▸ Activity: Each record is to be printed again precisely as it reads.

▸ Excerpted records:
PR #1543, opened 2021-08-19
feat: handle retries for conditionally idempotent bucket ops

ddelgrosso1:

### DIFF
--- a/src/bucket.ts
+++ b/src/bucket.ts
@@ -57,7 +57,6 @@ import {
   URLSigner,
   Query,
 } from './signer';
-import {type} from 'os';
 
 interface SourceObject {
   name: string;
--- a/src/bucket.ts
+++ b/src/bucket.ts
@@ -264,7 +264,7 @@ export enum BucketActionToHTTPMethod {
   list = 'GET',
 }
 
-export enum Methods {
+export enum AvailableServiceObjectMethods {
   setMetadata,
   delete,
 }
@@ -621,7 +621,7 @@ class Bucket extends ServiceObject {
   getFilesStream: Function;
   signer?: URLSigner;
 
-  originalRetryValue?: boolean;
+  instanceRetryValue?: boolean;
 
   constructor(storage: Storage, name: string, options?: BucketOptions) {
     options = options || {};
@@ -1016,7 +1016,7 @@ class Bucket extends ServiceObject {
 
     this.getFilesStream = paginator.streamify('getFiles');
 
-    this.originalRetryValue = storage.retryOptions.autoRetry;
+    this.instanceRetryValue = storage.retryOptions.autoRetry;
   }
 
   addLifecycleRule(
@@ -1244,16 +1244,12 @@ class Bucket extends ServiceObject {
 
     this.disableAutoRetryConditionallyIdempotent_(
       this.methods.setMetadata,
-      Methods.setMetadata
+      AvailableServiceObjectMethods.setMetadata
     );
 
     if (options.append === false) {
-      this.setMetadata(
-        {lifecycle: {rule: newLifecycleRules}},
-        callback
-      ).finally(() => {
-        this.storage.retryOptions.autoRetry = this.originalRetryValue;
-      });
+      this.setMetadata({lifecycle: {rule: newLifecycleRules}}, callback);
+      this.storage.retryOptions.autoRetry = this.instanceRetryValue;
       return;
     }
 
@@ -1276,10 +1272,9 @@ class Bucket extends ServiceObject {
           },
         },
         callback!
-      ).finally(() => {
-        this.storage.retryOptions.autoRetry = this.originalRetryValue;
-      });
+      );
     });
+    this.storage.retryOptions.autoRetry = this.instanceRetryValue;
   }
 
   combine(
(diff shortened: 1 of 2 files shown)


src/bucket.ts
```diff
@@ -616,6 +621,8 @@ class Bucket extends ServiceObject {
   getFilesStream: Function;
   signer?: URLSigner;
 
+  originalRetryValue?: boolean;
```
shaffeeullah, line 624: Maybe rename this to `instanceRetryValue`? Makes it more apparent that we want to override the value set at the Storage constructor level.

src/bucket.ts
```diff
@@ -264,6 +264,11 @@ export enum BucketActionToHTTPMethod {
   list = 'GET',
 }
 
+export enum Methods {
```
shaffeeullah, line 267: The name `Methods` seems vague/confusing to me if I was picking this up knowing nothing, but I'm not sure what a better option would be.

src/bucket.ts
```diff
@@ -3951,6 +4051,25 @@ class Bucket extends ServiceObject {
   getId(): string {
     return this.id!;
   }
+
+  disableAutoRetryConditionallyIdempotent_(
+    coreOpts: any,
```
shaffeeullah, line 4056: Is `any` the best option here? Can it be object?

src/bucket.ts
```diff
@@ -3951,6 +4051,25 @@ class Bucket extends ServiceObject {
   getId(): string {
     return this.id!;
   }
+
+  disableAutoRetryConditionallyIdempotent_(
```
shaffeeullah, line 4055: This function is really cool. Thanks for doing this!

src/bucket.ts
```diff
@@ -3814,6 +3908,12 @@ class Bucket extends ServiceObject {
       options
     );
 
+    // Do not retry if precondition option ifMetagenerationMatch is not set
+    let numberOfRetries = this.storage.retryOptions.maxRetries;
```
shaffeeullah, line 3912: Do we want to name this `maxRetries` for consistency? Or is it confusing to use the same name again? I guess it's not hard to understand, but sometimes fewer than this number of retries will occur if it succeeds on the first retry (for example)

JustinBeckwith (commented):
Could we add tests?

src/bucket.ts
```diff
@@ -1233,8 +1242,18 @@ class Bucket extends ServiceObject {
       return apiFormattedRule;
     });
 
+    this.disableAutoRetryConditionallyIdempotent_(
```
tritone, line 1245: I'm not any kind of node expert but it looks like you are disabling the retry during the setMetadata operation and then reenabling it afterwards. If so, does that pose any kind of concurrency/race condition issues with the client? Also, will user configuration choices override this logic?

tritone (approved):

src/bucket.ts
ddelgrosso1: There shouldn't be an issue with concurrency but I will make sure there isn't the possibility of a race condition. This is overriding the users configuration temporarily so actually the opposite of your second question.

src/bucket.ts
ddelgrosso1: Object won't work, I suppose I could mimic / clone the type from common if that is preferred?

src/bucket.ts
tritone: Gotcha. Does that mean that users can't configure the library to retry in spite of the operation being non-idempotent?

ddelgrosso1: The user can still configure the library to retry. However, for these conditionally idempotent operations if the correct precondition is not set, the library will override the user setting and turn off retries which is what the [spec](https://cloud.google.com/storage/docs/retry-strategy) notes.

src/bucket.ts
shaffeeullah: I think either that or disabling linting on this line. Object from common is what we've done in the past, so might be a good idea. It creates duplicate code though :( 

Your call on what you think is best.

test/bucket.ts
```diff
@@ -1532,6 +1581,16 @@ describe('Bucket', () => {
         done();
       });
     });
+
+    it('should disable autoRetry when ifMetagenerationMatch is undefined', done => {
+      bucket.setMetadata = () => {
+        assert.strictEqual(bucket.storage.retryOptions.autoRetry, false);
+      };
+
+      bucket.enableLogging({prefix: PREFIX}, (err: Error | null) => {
```
shaffeeullah, line 1590: can you remove `err` here to get rid of the linter warning?

test/bucket.ts
```diff
@@ -2131,6 +2199,14 @@ describe('Bucket', () => {
         done();
       });
     });
+
+    it('should disable autoRetry when ifMetagenerationMatch is undefined', done => {
+      bucket.setMetadata = (metadata: {}, options_: SetFileMetadataOptions) => {
```
shaffeeullah, line 2204: linter warnings also on `metadata` and `options`

test/bucket.ts
```diff
@@ -2553,6 +2681,18 @@ describe('Bucket', () => {
       });
     });
 
+    it('should disable autoRetry when ifMetagenerationMatch is undefined', done => {
+      const fakeFile = new FakeFile(bucket, 'file-name');
+      fakeFile.isSameFile = () => {
+        return true;
+      };
+      const options = {destination: fakeFile, metadata};
+      bucket.upload(filepath, options, (err: Error, file: FakeFile) => {
```
shaffeeullah, line 2690: linter warnings on `err` and `file`

shaffeeullah (approved):
Thanks, Denis!!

▸ Written answer:
PR #1543, opened 2021-08-19
feat: handle retries for conditionally idempotent bucket ops

ddelgrosso1:

### DIFF
--- a/src/bucket.ts
+++ b/src/bucket.ts
@@ -57,7 +57,6 @@ import {
   URLSigner,
   Query,
 } from './signer';
-import {type} from 'os';
 
 interface SourceObject {
   name: string;
--- a/src/bucket.ts
+++ b/src/bucket.ts
@@ -264,7 +264,7 @@ export enum BucketActionToHTTPMethod {
   list = 'GET',
 }
 
-export enum Methods {
+export enum AvailableServiceObjectMethods {
   setMetadata,
   delete,
 }
@@ -621,7 +621,7 @@ class Bucket extends ServiceObject {
   getFilesStream: Function;
   signer?: URLSigner;
 
-  originalRetryValue?: boolean;
+  instanceRetryValue?: boolean;
 
   constructor(storage: Storage, name: string, options?: BucketOptions) {
     options = options || {};
@@ -1016,7 +1016,7 @@ class Bucket extends ServiceObject {
 
     this.getFilesStream = paginator.streamify('getFiles');
 
-    this.originalRetryValue = storage.retryOptions.autoRetry;
+    this.instanceRetryValue = storage.retryOptions.autoRetry;
   }
 
   addLifecycleRule(
@@ -1244,16 +1244,12 @@ class Bucket extends ServiceObject {
 
     this.disableAutoRetryConditionallyIdempotent_(
       this.methods.setMetadata,
-      Methods.setMetadata
+      AvailableServiceObjectMethods.setMetadata
     );
 
     if (options.append === false) {
-      this.setMetadata(
-        {lifecycle: {rule: newLifecycleRules}},
-        callback
-      ).finally(() => {
-        this.storage.retryOptions.autoRetry = this.originalRetryValue;
-      });
+      this.setMetadata({lifecycle: {rule: newLifecycleRules}}, callback);
+      this.storage.retryOptions.autoRetry = this.instanceRetryValue;
       return;
     }
 
@@ -1276,10 +1272,9 @@ class Bucket extends ServiceObject {
           },
         },
         callback!
-      ).finally(() => {
-        this.storage.retryOptions.autoRetry = this.originalRetryValue;
-      });
+      );
     });
+    this.storage.retryOptions.autoRetry = this.instanceRetryValue;
   }
 
   combine(
(diff shortened: 1 of 2 files shown)


src/bucket.ts
```diff
@@ -616,6 +621,8 @@ class Bucket extends ServiceObject {
   getFilesStream: Function;
   signer?: URLSigner;
 
+  originalRetryValue?: boolean;
```
shaffeeullah, line 624: Maybe rename this to `instanceRetryValue`? Makes it more apparent that we want to override the value set at the Storage constructor level.

src/bucket.ts
```diff
@@ -264,6 +264,11 @@ export enum BucketActionToHTTPMethod {
   list = 'GET',
 }
 
+export enum Methods {
```
shaffeeullah, line 267: The name `Methods` seems vague/confusing to me if I was picking this up knowing nothing, but I'm not sure what a better option would be.

src/bucket.ts
```diff
@@ -3951,6 +4051,25 @@ class Bucket extends ServiceObject {
   getId(): string {
     return this.id!;
   }
+
+  disableAutoRetryConditionallyIdempotent_(
+    coreOpts: any,
```
shaffeeullah, line 4056: Is `any` the best option here? Can it be object?

src/bucket.ts
```diff
@@ -3951,6 +4051,25 @@ class Bucket extends ServiceObject {
   getId(): string {
     return this.id!;
   }
+
+  disableAutoRetryConditionallyIdempotent_(
```
shaffeeullah, line 4055: This function is really cool. Thanks for doing this!

src/bucket.ts
```diff
@@ -3814,6 +3908,12 @@ class Bucket extends ServiceObject {
       options
     );
 
+    // Do not retry if precondition option ifMetagenerationMatch is not set
+    let numberOfRetries = this.storage.retryOptions.maxRetries;
```
shaffeeullah, line 3912: Do we want to name this `maxRetries` for consistency? Or is it confusing to use the same name again? I guess it's not hard to understand, but sometimes fewer than this number of retries will occur if it succeeds on the first retry (for example)

JustinBeckwith (commented):
Could we add tests?

src/bucket.ts
```diff
@@ -1233,8 +1242,18 @@ class Bucket extends ServiceObject {
       return apiFormattedRule;
     });
 
+    this.disableAutoRetryConditionallyIdempotent_(
```
tritone, line 1245: I'm not any kind of node expert but it looks like you are disabling the retry during the setMetadata operation and then reenabling it afterwards. If so, does that pose any kind of concurrency/race condition issues with the client? Also, will user configuration choices override this logic?

tritone (approved):

src/bucket.ts
ddelgrosso1: There shouldn't be an issue with concurrency but I will make sure there isn't the possibility of a race condition. This is overriding the users configuration temporarily so actually the opposite of your second question.

src/bucket.ts
ddelgrosso1: Object won't work, I suppose I could mimic / clone the type from common if that is preferred?

src/bucket.ts
tritone: Gotcha. Does that mean that users can't configure the library to retry in spite of the operation being non-idempotent?

ddelgrosso1: The user can still configure the library to retry. However, for these conditionally idempotent operations if the correct precondition is not set, the library will override the user setting and turn off retries which is what the [spec](https://cloud.google.com/storage/docs/retry-strategy) notes.

src/bucket.ts
shaffeeullah: I think either that or disabling linting on this line. Object from common is what we've done in the past, so might be a good idea. It creates duplicate code though :( 

Your call on what you think is best.

test/bucket.ts
```diff
@@ -1532,6 +1581,16 @@ describe('Bucket', () => {
         done();
       });
     });
+
+    it('should disable autoRetry when ifMetagenerationMatch is undefined', done => {
+      bucket.setMetadata = () => {
+        assert.strictEqual(bucket.storage.retryOptions.autoRetry, false);
+      };
+
+      bucket.enableLogging({prefix: PREFIX}, (err: Error | null) => {
```
shaffeeullah, line 1590: can you remove `err` here to get rid of the linter warning?

test/bucket.ts
```diff
@@ -2131,6 +2199,14 @@ describe('Bucket', () => {
         done();
       });
     });
+
+    it('should disable autoRetry when ifMetagenerationMatch is undefined', done => {
+      bucket.setMetadata = (metadata: {}, options_: SetFileMetadataOptions) => {
```
shaffeeullah, line 2204: linter warnings also on `metadata` and `options`

test/bucket.ts
```diff
@@ -2553,6 +2681,18 @@ describe('Bucket', () => {
       });
     });
 
+    it('should disable autoRetry when ifMetagenerationMatch is undefined', done => {
+      const fakeFile = new FakeFile(bucket, 'file-name');
+      fakeFile.isSameFile = () => {
+        return true;
+      };
+      const options = {destination: fakeFile, metadata};
+      bucket.upload(filepath, options, (err: Error, file: FakeFile) => {
```
shaffeeullah, line 2690: linter warnings on `err` and `file`

shaffeeullah (approved):
Thanks, Denis!!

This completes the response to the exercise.